The Slippery Nature of Language

Language changes. In fact, languages change so much as to become largely unrecognizable over a period of six or seven centuries. Middle English from around 1350 is at best difficult for us; Old English of 1,000 years ago is indecipherable. This process is generally termed semantic drift or semantic progression.

Yet even knowing this, we’re very resistant to any changes we see occuring in our language today. It’s a knee-jerk, almost territorial reaction: we blather about the purity of the English language ignoring the reality that, with its origins in the Germanic tongues and heavy borrowings from Latin, Greek, French, and Dutch, the English language is anything but pure. In the words of James D. Nichol, “The problem with defending the purity of the English language is that English is about as pure as a cribhouse whore. We don’t just borrow words; on occasion, English has pursued other languages down alleyways to beat them unconscious and rifle their pockets for new vocabulary.”

At my last writers’ group meeting meeting, there was some discussion of the word elegant. One writer correctly pointed out that the term had drifted in meaning and was still used in some fields (e.g., science) to indicate simplicity or economy, as in the phrase an elegant solution. This meaning is still inherent in the term, although relegated to a secondary meaning today. My OED defines the word thus:

Elegant

Adj.

1. Graceful and stylish

2. Pleasingly ingenious and simple

Today the word is generally understood to mean classy; and if I look up classy, I see that word is defined as an informal adjective meaning “stylish and sophisticated.” Elegant, then has become the formal term for this meaning.

How did we get here? The root of the word elegant comes from two Latin words. The first, eligere, means, “to pick out” or “to choose,” the root which gives us the words, elect, election, etc. The second, elegans, which came to English via Old French, originally suggested taste and discernment—which involves choice. The website etymonline.com sums this up well (note my underlines):

elegant (adj.)
late 15c., “tastefully ornate,” from Old French élégant (15c.) and directly from Latin elegantem (nominative elegans) “choice, fine, tasteful,” collateral form of present participle of eligere “select with care, choose” (see election). Meaning “characterized by refined grace” is from 1520s. Latin elegans originally was a term of reproach, “dainty, fastidious;” the notion of “tastefully refined” emerged in classical Latin. Related: Elegantly.

Elegant implies that anything of an artificial character to which it is applied is the result of training and cultivation through the study of models or ideals of grace; graceful implies less of consciousness, and suggests often a natural gift. A rustic, uneducated girl may be naturally graceful, but not elegant. [Century Dictionary]

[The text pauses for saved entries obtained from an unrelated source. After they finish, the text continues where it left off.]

Issue #1441, opened 2022-05-11
fluent, Support `resourceGroup()` for resource that has it


weidongxu-microsoft:
For a resource model, we should be able to check whether resourceGroup is contained in ID/path, and extract for user.

PR #1446, opened 2022-05-12
mgmt, support resourceGroupName() method

weidongxu-microsoft:
Fix https://github.com/Azure/autorest.java/issues/1441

Thus, what was once a term of reproach—elegans as “dainty, fastidious”—has now drifted to the extent that what was once a slur has become a compliment.

Elegance, however, got off lightly. Consider the fate of the word gay, which in my childhood was still used to indicate jollity; today, I’d be wary of telling someone they appeared gay. Or decimate (Latin decimatus), a word which is today used to mean near or total destruction. When I hear it used this way—which is all the time—my immediate instinct is to decimate the speaker, since the word actually means the death of one in ten; with its origins in the Roman military practice of punishing a cohort of troops by executing one in ten men, the word’s very root (decem) means ten.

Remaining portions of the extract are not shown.